Visual artifacts when painting custom component inside a Viewport

Hi,

I have the following UI layout:

  1. one rather large custom Component “Box1” displayed inside a Viewport;
  2. one small custom Component “Box2”, outside the Viewport, draggable around;
  3. a main window containing everything.

Main.cpp
MainComponent.h
MainComponent.cpp

Each component has its own paint() method. For the large one (Box1) I would like to paint only the visible part by using the clipping bounds provided by the Graphics class, instead of a “raw” getLocalBounds(). E.g.:

void Box1::paint(Graphics& g)
{
    g.setColour(Colour(150, 150, 150));
    g.fillRect(g.getClipBounds());   // g.fillRect(getLocalBounds()) would paint outside the viewport
    g.setColour(Colour(200, 200, 200));
    g.drawRect(g.getClipBounds(), 1);// g.drawRect(getLocalBounds(), 1) would paint outside the viewport
}

So far so good. However, as soon as I drag Box2 over Box1, Box1 gets visually damaged by Box2. The only way to repaint it properly is to move the viewport scrollbar a bit.

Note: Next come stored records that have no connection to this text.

PR #10175, opened 2021-05-11
Add more fields to .only since they get referenced

AlanCoding:
##### SUMMARY
Fixes a performance bottleneck when saving playbook_on_stats for jobs that use `--limit` against a small number of hosts while it has a large number in the inventory.

##### ISSUE TYPE
 - Bugfix Pull Request

##### COMPONENT NAME
 - API

##### ADDITIONAL INFORMATION
'tis the problem with `.only()`, that _only_ the developer who wrote the queryset remembers that the other fields cannot be referenced except at the cost of another query

https://github.com/ansible/awx/pull/7352/files

### DIFF
--- a/awx/main/models/events.py
+++ b/awx/main/models/events.py
@@ -511,7 +511,7 @@ class JobEvent(BasePlaybookEvent):
 
             from awx.main.models import Host, JobHostSummary  # circular import
 
-            all_hosts = Host.objects.filter(pk__in=self.host_map.values()).only('id', 'name', 'last_job_id', 'last_job_host_summary_id')
+            all_hosts = Host.objects.filter(pk__in=self.host_map.values()).only('id', 'name')
             existing_host_ids = set(h.id for h in all_hosts)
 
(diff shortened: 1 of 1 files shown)


awx/main/models/events.py
```diff
@@ -511,7 +511,7 @@ def _update_host_summary_from_stats(self, hostnames):
 
             from awx.main.models import Host, JobHostSummary  # circular import
 
-            all_hosts = Host.objects.filter(pk__in=self.host_map.values()).only('id')
+            all_hosts = Host.objects.filter(pk__in=self.host_map.values()).only('id', 'name', 'last_job_id', 'last_job_host_summary_id')
```
chrismeyersfsu: Can we do without `last_job_id` and `last_job_host_summary_id` ? We only seem to be setting these fields, not reading them.

AlanCoding: yes

chrismeyersfsu (approved):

So I’m asking if there is a better/proper way to smart re-paint the component inside the viewport. I’m aware of Viewport::getViewArea(): should I use it to somehow adjust the clipping bounds to my needs during Box1::paint()?

Not sure you’ve understood what Graphics::getClipBounds is intended for - it gives you the damaged sub-region that’s being repainted, which could be any part of the component. The best advice for a beginner is to completely ignore it… Passing it to fillRect is counter-productive, and I’ve no idea what you expected to happen by drawing a border around it, but that really doesn’t make any sense! All the graphics methods already clip to it, so you don’t need to try to help them do their job!

Hi jules, thank you for your feedback. As I suspected I completely misunderstood the Graphics::getClipBounds behavior :smile:

I’m asking this because I was able to trigger an assertion in juce_EdgeTable.h by painting with g.fillRect(getLocalBounds()); a very large component inside a viewport. So I thought that some smarter drawing would be required. But at this point I guess it is just wrong to have such huge components around…

Wow, must be pretty huge to overflow numerically!

Yeah, if you’re doing that kind of stuff then you probably do want to be smarter about it, and use smaller components or something.